* ABOUT THIS TASK
How does the data below read from its first line through the line containing "PR #4249, opened 2020-06-05"? Print those lines exactly.

· · · · · · ·

Issue #4179, opened 2020-05-16
Support special characters in Markdown


fedetft:
Regarding the recently added Markdown feature https://github.com/mumble-voip/mumble/pull/4076

That's really cool to have, thanks @Krzmbrzl for implementing it.

However, I think I found a bug, the < and > characters in markdown code blocks get replaced by \&lt; and \&gt;

That's annoying when using markdown code to paste C++ snippets to friends.

Krzmbrzl:
Ah yes I'm pretty sure that's because the input gets HTML-escaped. I'll have a look once I find the time to do so. Can't promise when that'll be though...

PR #4249, opened 2020-06-05
src/mumble/Markdown.cpp remove double html escaping from markdown.

LukasBec:
Special characters inside of markdown code in the chat were escaped twice.
The message `**<test>**` was previously escaped to `**&lt;test&gt;**`.
The markdown code changed the `**` to `<b>` tags,
but also escaped the `&` character again, resulting
in `<b>&amp;lt;test&amp;gt;</b>`.
Due to the double escaping, special characters like `<` were not
displayed correctly.

Fixes: #4179


Krzmbrzl:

· · · · · · ·

* WRITTEN REPLY
Issue #4179, opened 2020-05-16
Support special characters in Markdown


fedetft:
Regarding the recently added Markdown feature https://github.com/mumble-voip/mumble/pull/4076

That's really cool to have, thanks @Krzmbrzl for implementing it.

However, I think I found a bug, the < and > characters in markdown code blocks get replaced by \&lt; and \&gt;

That's annoying when using markdown code to paste C++ snippets to friends.

Krzmbrzl:
Ah yes I'm pretty sure that's because the input gets HTML-escaped. I'll have a look once I find the time to do so. Can't promise when that'll be though...

PR #4249, opened 2020-06-05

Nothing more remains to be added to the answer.